----- Records shown -----

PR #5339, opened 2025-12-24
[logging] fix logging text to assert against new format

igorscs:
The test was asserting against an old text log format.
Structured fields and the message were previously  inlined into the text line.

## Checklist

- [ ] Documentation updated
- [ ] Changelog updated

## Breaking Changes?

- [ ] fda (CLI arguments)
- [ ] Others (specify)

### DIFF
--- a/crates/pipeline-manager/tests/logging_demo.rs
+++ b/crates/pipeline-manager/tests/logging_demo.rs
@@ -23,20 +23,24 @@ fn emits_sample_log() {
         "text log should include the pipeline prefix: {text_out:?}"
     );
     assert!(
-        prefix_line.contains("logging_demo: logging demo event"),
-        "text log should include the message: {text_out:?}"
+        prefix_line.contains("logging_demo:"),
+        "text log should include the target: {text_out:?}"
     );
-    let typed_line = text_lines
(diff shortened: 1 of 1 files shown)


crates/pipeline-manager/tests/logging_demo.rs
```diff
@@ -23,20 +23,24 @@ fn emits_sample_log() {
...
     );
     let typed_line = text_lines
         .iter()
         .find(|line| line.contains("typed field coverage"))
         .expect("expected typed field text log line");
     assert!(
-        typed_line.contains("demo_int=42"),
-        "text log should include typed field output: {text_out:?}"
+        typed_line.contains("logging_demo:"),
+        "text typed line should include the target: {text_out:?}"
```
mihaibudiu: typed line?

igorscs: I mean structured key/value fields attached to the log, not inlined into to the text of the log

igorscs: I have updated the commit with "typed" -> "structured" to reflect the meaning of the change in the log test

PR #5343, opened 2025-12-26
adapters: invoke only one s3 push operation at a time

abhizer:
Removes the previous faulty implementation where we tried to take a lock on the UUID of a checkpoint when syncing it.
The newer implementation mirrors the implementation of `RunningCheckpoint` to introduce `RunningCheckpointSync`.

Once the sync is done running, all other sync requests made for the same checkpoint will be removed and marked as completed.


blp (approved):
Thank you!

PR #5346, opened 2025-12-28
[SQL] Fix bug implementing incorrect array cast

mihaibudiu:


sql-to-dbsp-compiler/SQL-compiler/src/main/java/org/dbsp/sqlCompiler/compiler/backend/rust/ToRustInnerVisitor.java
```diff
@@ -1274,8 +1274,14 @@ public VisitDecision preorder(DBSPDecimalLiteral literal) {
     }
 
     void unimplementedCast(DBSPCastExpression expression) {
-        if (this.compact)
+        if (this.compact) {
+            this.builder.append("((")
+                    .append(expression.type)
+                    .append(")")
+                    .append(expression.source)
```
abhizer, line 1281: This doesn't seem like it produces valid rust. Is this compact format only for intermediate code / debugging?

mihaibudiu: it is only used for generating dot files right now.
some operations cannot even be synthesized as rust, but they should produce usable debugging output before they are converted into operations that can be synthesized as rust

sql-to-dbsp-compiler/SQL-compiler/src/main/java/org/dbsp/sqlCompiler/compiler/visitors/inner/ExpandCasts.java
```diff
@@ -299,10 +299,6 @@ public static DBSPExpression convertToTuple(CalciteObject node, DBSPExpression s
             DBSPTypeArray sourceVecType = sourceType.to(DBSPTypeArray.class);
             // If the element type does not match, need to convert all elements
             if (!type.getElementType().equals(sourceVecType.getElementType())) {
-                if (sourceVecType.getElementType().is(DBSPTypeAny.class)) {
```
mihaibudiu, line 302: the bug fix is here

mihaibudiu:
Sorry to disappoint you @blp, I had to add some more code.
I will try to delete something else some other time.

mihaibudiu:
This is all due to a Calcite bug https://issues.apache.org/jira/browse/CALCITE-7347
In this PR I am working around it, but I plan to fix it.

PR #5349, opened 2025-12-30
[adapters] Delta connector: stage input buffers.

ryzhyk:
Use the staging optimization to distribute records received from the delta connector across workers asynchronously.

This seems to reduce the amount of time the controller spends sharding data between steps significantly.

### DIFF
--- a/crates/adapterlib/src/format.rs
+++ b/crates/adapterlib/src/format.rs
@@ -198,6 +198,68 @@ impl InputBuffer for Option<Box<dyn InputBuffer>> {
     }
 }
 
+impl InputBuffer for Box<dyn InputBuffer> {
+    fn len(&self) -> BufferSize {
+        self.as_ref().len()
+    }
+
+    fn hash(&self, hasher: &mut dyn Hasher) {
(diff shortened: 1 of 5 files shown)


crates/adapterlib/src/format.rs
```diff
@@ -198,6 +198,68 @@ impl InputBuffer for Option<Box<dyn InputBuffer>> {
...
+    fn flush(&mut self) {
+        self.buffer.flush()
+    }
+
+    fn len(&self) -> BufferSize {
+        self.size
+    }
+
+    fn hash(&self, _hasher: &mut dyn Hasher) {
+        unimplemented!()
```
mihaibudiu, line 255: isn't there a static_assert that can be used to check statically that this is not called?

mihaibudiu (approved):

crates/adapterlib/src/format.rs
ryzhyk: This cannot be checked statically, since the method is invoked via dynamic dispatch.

-----
----- Records shown -----

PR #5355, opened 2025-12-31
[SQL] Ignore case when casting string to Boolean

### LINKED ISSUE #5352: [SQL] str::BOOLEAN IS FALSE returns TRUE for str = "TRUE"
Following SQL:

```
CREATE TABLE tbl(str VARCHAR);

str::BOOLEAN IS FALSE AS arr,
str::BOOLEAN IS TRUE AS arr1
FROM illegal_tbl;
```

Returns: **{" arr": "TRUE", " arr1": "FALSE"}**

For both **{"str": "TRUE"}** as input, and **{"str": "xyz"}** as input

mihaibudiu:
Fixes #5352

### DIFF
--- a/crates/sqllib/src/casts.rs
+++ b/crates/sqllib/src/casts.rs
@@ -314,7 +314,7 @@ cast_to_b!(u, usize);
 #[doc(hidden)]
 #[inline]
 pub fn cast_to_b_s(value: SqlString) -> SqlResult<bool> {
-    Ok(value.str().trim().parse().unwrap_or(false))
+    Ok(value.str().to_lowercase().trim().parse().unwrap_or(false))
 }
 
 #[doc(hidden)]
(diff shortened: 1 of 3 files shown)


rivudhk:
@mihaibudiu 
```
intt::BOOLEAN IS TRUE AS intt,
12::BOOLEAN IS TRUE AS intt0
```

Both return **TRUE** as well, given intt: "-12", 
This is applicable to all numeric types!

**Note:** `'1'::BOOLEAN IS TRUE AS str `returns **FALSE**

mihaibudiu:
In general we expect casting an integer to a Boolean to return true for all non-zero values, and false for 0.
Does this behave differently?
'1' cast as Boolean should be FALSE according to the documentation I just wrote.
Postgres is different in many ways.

-----

### Try it
Your job is to return all lines above that hold the word "will".

### Answer to this exercise
Once the sync is done running, all other sync requests made for the same checkpoint will be removed and marked as completed.
I will try to delete something else some other time.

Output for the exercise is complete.